Running under a canopy of short evergreens in the deep darkness of the hillside, a blackness tempered by the brilliant shine of the stars overhead and the glow from the city lights below, was both liberating and exhilarating. The funk I was in from my fourth day in a row of driving for hours in wretched snowy conditions with low visibility, over mountain passes on snowpacked roads, fell away. I became suffused with the joy of physical performance applied to a heretofore untried strenuous challenge.
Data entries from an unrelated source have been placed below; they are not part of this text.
PR #2323, opened 2019-06-21
Add text key for 2FA

Henry0422:
I would prefer to let `generateKey` method return an array which can contain both QR and text-key.

GoogleTOTPAuthService extends AbstractTOTPAuthService
AbstractTOTPAuthService extends AbstractOTPAuthService
AbstractOTPAuthService implements OTPAuthService
OTPAuthService is an interface.

### DIFF
--- a/src/foam/nanos/auth/twofactor/GoogleTOTPAuthService.js
+++ b/src/foam/nanos/auth/twofactor/GoogleTOTPAuthService.js
@@ -56,9 +56,6 @@ foam.CLASS({
           x.get("user")) ;
         DAO userDAO = (DAO) x.get("localUserDAO");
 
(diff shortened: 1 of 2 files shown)


adamvy:
This is an incomplete change.  You have left behind the "generateQrCode" argument in the interface, but it is no longer being respected.

I don't think like this idea in general.  I think generateKey should always just return the key, and a separate utility can be called to convert that to a QR code if required.  Returning a pair of strings is unintuitive.  Perhaps you could model an OTPKey as an object which has "key" and "qr-code" as properties.

Henry0422:
New PR: https://github.com/foam-framework/foam2/pull/2361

Two miles out we paused in a slight clearing just before the last row of trees lining the back quadrangle of St. John's College, which lay on the other side of Sun Mountain. We had skirted around the base of the small mountain along its slope in 23 minutes. We headed back, following our tracks in the snow. Halfway back, as I grew tired from my extreme exertions in the snow and cold, I paid the price of vanity for my supposed physical ability to do this novel and difficult task. I tripped or slipped and fell heavily upon the trail, banging my left knee upon a rock under the snow.

S hovered over me protectively while I applied a snow pack to my injured knee for a few minutes, and then we walked it in from there. We arrived back at S's and my sister's house at just over an hour's total time. This was a magical run unlike any other that I have ever done.